About half of its customers will be able
to erase 50 percent to 100 percent of their rate increases through the
rebates. Citi said its rebates will be based on interest charges for an
entire balance, not just monthly charges.
With 92 million credit cards in
circulation last year, Citi was the second largest card issuer in the
country, according to CreditCards.com. Chase was the largest with 119.4
million cards, and Bank of America was third with 80.2 million cards.
The change by Citi comes as the industry
rushes to adjust to sweeping reforms to start in February that will
limit when and how much card issuers can hike interest rates. In a
statement, Citi said the actions were necessary given elevated losses
from souring loans and "regulatory changes that eliminate repricing
for that risk."
The bank also noted that "customers
who do more business with us will have the most opportunity to reduce
their rates." Of course, consumers could need to spend more than
they otherwise would to qualify.
That's the case for Lindsey Pappas, a
25-year-old public relations professional in San Francisco. She received
a letter from Citi Wednesday that her interest rate was being hiked to
19.99 percent, up from 14.99 percent.
If she spends $750 a month, however, she
can get a refund for part of the higher interest rate charges.
The problem is that Pappas is trying to
pay off a $5,000 balance on the card, so she tries not to charge any
money on it.
"I'm just going to have to deal with
the higher interest rate. Spending that much would be
irresponsible," she said.
Her best option now is trying to pay off
the balance quickly, she said.
Citi's move is just the latest in a
series of rate hikes, lowered limits and other term changes credit card
customers have seen in the past year. Customers who never carry a
balance, and therefore don't incur financing charges, have not been
spared.
Last month, for example, Bank of America
said it used "risk and profitability" in selecting accounts on
which to test annual fees of between $29 and $99.

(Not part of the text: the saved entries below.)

Issue #5019, opened 2020-01-01
Long if-else statements


Forgind:
https://github.com/microsoft/msbuild/blob/master/src/Build/Logging/BinaryLogger/BuildEventArgsWriter.cs#L35-L86
is not pretty and can probably be made a lot cleaner using a visitor. Alternatively, if the relevant information to be written to the log can be passed in a form other than the type—a string for example—that might be a cleaner and more efficient solution.

There are probably other similar examples.

szaliszali:
also related to the `BuildEventArgsWriter` mentioned in the issue by @Forgind :

`Microsoft.Build.Logging.EventArgsDispatcher.Dispatch` at https://github.com/dotnet/msbuild/blob/e70a3159d64f9ed6ec3b60253ef863fa883a99b1/src/Build/Logging/BinaryLogger/BuildEventArgsDispatcher.cs#L86-L142

additional very deeply nested if-else's:

`Microsoft.Build.Shared.FileUtilities.ItemSpecModifiers.GetItemSpecModifier` at https://github.com/dotnet/msbuild/blob/bf8629b4cd92c1bd05de8b1e124b4700eb0b7834/src/Shared/Modifiers.cs#L390-L616

`Microsoft.Build.Evaluation.Expander.Function.TryExecuteWellKnownFunction` at https://github.com/dotnet/msbuild/blob/df645299a158c787f9884fca2bcd8c295318193f/src/Build/Evaluation/Expander.cs#L3531-L4148

also, there are several cases where high complexity was introduced for performance optimization - one example: `Microsoft.Build.Shared.FileUtilities.ItemSpecModifiers.IsItemSpecModifier` at  https://github.com/dotnet/msbuild/blob/bf8629b4cd92c1bd05de8b1e124b4700eb0b7834/src/Shared/Modifiers.cs#L86-L253
this structure seems to be a frequently recurring pattern to reduce number of string comparisons, not sure if these are still worth with modern .Net versions of not

_[list above is not exhaustive, don't have good tools to discover all occurrences efficiently]_

PR #5659, opened 2020-08-16
convert ifs to visitor in BuildEventArgsWriter, BuildEventArgsDispatcher

szaliszali:
had a shot at converting the ifs mentioned in issue #5019 to visitor pattern

- does not close the issue because issue aims for a more general scope ("There are probably other similar examples.")
- did not use dynamic dispatch, so it's less pretty than it would be possible with dynamic (but no runtime cost)
- made it better or worse? not sure if really worth the change

### DIFF
--- a/ref/Microsoft.Build.Framework/net/Microsoft.Build.Framework.cs
+++ b/ref/Microsoft.Build.Framework/net/Microsoft.Build.Framework.cs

Citi's move, meanwhile, is likely
intended to generate greater interchange fees, which banks reap from
merchants when customers use credit or debit cards, said Ben Woolsey,
director of consumer research for CreditCards.com. If customers spend
more to qualify for lower rates, Citi will benefit from the additional
transactions.
Most customers who choose to refuse
Citi's new terms will be allowed to continue under their old interest
rates until their cards expire. Other accounts will be deactivated.
While Citi is raising interest rates
across much of its credit card portfolio, select customers will be
offered lower rates. To qualify, however, they will need to transfer a
balance from another credit card onto their Citi cards.
Samuel Wang, a Citi spokesman, declined
to say the credit card terms potential new customers would be offered.